Un complesso di eventi di tale portata, dunque, esprime non soltanto una volontà di raccontare che cosa sia avvenuto nell’Italia di fine anni Trenta, ma anche di offrire strumenti per una memoria collettiva critica del passato, capace di porsi in modo diverso rispetto alla condotta delle stesse Istituzioni dei decenni passati. Il discorso del rettore Mancarella, pertanto, può essere letto ed interpretato in tale ottica, tutta interna alla logica delle apologie che, in particolare dal secondo dopoguerra in poi, contraddistingue istituzioni che si sono rese responsabili di atti di discriminazione nel passato.Nel caso delle Università, il rettore ha specificato chiaramente come tale discorso si proponga come possibile – e consapevolmente circostanziato – risarcimento morale verso quelle persone allontanate dal sistema d’istruzione della monarchia fascista. Chi erano i soggetti allontanati? A quale universo di valori, a quale riflessione sulla razza si faceva riferimento per motivare tale discriminazione? La fonte sicuramente più utile è il Manifesto per la razza sottoscritto il 14 luglio 1938 da dieci studiosi: Sabato Visco, Direttore dell’Istituto di Fisiologia Generale dell’Università di Roma e Direttore dell’Istituto Nazionale di Biologia presso il Consiglio Nazionale delle Ricerche; Lino Businco, Assistente di Patologia Generale all’Università di Roma; Lidio Cipriani, Incaricato di Antropologia all’Università di Firenze; Arturo Donaggio, Direttore della Clinica Neuropsichiatrica dell’Università di Bologna e Presidente della Società Italiana di Psichiatria; Leone Franzi, Assistente nella Clinica Pediatrica all’Università di Milano; Guido Landra, Assistente di Antropologia all’Università di Roma; Luigi Pende, Direttore dell’Istituto di Patologia Speciale Medica dell’Università di Roma; Marcello Ricci, Assistente di Zoologia all’Università di Roma; Franco Savorgnan, Ordinario di Demografia all’Università di Roma e Presidente dell’Istituto Centrale di Statistica; Edoardo Zavattari, Direttore dell’Istituto di Zoologia dell’Università di Roma.

Una precisazioe è necessaria: come rimarcato dai proff. Michele Battini e Adriano Prosperi nella conferenza tenutasi in Sapienza in settembre, la discriminazione ebraica era già un tratto consistente di una serie di politiche addotte in alcuni Stati italiani preunitari. A detta di tali dieci studiosi era necessario che il Regime adottasse finalmente una propria politica razziale.

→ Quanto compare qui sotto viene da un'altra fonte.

PR #83, opened 2020-12-08
Move docker modules into their own package.  Use custom Errors

abaptiste:
In this PR: 

1.  We move the docker modules into their own package.
2. We define and use custom Errors in where applicable.
3. We use an Environment Controller for setting and clearing environment variables required for a benchmark.

Pylint errors and warnings are continually addressed hence the formatting changes.

cc: @mum4k, @landesherr


salvo/src/lib/docker/BUILD
```diff
@@ -0,0 +1,39 @@
...
+
+licenses(["notice"])  # Apache 2
+
+package(
+    default_visibility = ["//:__subpackages__"],
+)
+
+py_library(
+    name = "docker_image",
+    data = [
```
mum4k, line 11: Looks like I completely missed this before. I believe this shouldn't be marked as `data =`, but as `srcs =`. There is a difference, `srcs` tells blaze that these are code source files while `data` instructs blaze to package these files into the generated runfiles directory.

https://docs.bazel.build/versions/master/be/python.html#py_library

If you don't mind, let's clean this up in a separate PR.

salvo/src/lib/docker/docker_volume.py
```diff
@@ -0,0 +1,68 @@
+"""
```
mum4k, line 1: I may be misreading this, but it looks like we are leaving the original [docker_image.py](https://github.com/abaptiste/envoy-perf/blob/custom_exceptions/salvo/src/lib/docker_image.py) and [docker_volume.py](https://github.com/abaptiste/envoy-perf/blob/custom_exceptions/salvo/src/lib/docker_volume.py) behind.

Was the intention to move them to the new directory? If yes, do you mind updating this to a git move using the `git mv` command which will improve both the code review and the git history we leave behind?
 The simplest way to do that is:

1. Backup content of these two files in your local client.
1. Revert these new files.
1. `git mv` from the original files into this location
1. replace the file content from backups, commit and push.

Git history should take care of the rest and the PR should help the reviewer see what if any changes were performed.

mum4k (changes requested):
Looks good, a few comments below.

Not actionable for this PR, but requesting a favor for the future. If you don't mind, it would make code reviews much easier if we separate moves and refactors from any code changes. (moving the docker module and adding the new exceptions is combined in this PR). When the PR does just the move, the reviewer has to read much less code. Ideally let's make every PR do just one thing.

salvo/src/lib/benchmark/base_benchmark.py
```diff
@@ -174,3 +191,20 @@ def _clear_environment_vars(self) -> None:
...
+    """Interface that must be implemented to execute a given
+       benchmark.
+
+    Raises:
+      NotImplementedError: if this method is not overridden
+    """
+    raise NotImplementedError("Execute Benchmark must be implemented")
+
+  def __enter__(self):
+    """Method executed when entering a context."""
```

“La popolazione dell’Italia attuale – scrivevano ­ è nella maggioranza di origine ariana e la sua civiltà ariana. Questa popolazione a civiltà ariana abita da diversi millenni la nostra penisola; ben poco è rimasto della civiltà delle genti preariane. L’origine degli Italiani attuali parte essenzialmente da elementi di quelle stesse razze che costituiscono e costituirono il tessuto perennemente vivo dell’Europa. È una leggenda l’apporto di masse ingenti di uomini in tempi storici. Dopo l’invasione dei Longobardi non ci sono stati in Italia altri notevoli movimenti di popoli capaci di influenzare la fisionomia razziale della nazione”. Proprio per questo, il senso italiano del razzismo “vuole soltanto additare agli Italiani un modello fisico e soprattutto psicologico di razza umana che per i suoi caratteri puramente europei si stacca completamente da tutte le razze extra­europee (…); questo vuol dire elevare l’italiano ad un ideale di superiore coscienza di se stesso e di maggiore responsabilità”.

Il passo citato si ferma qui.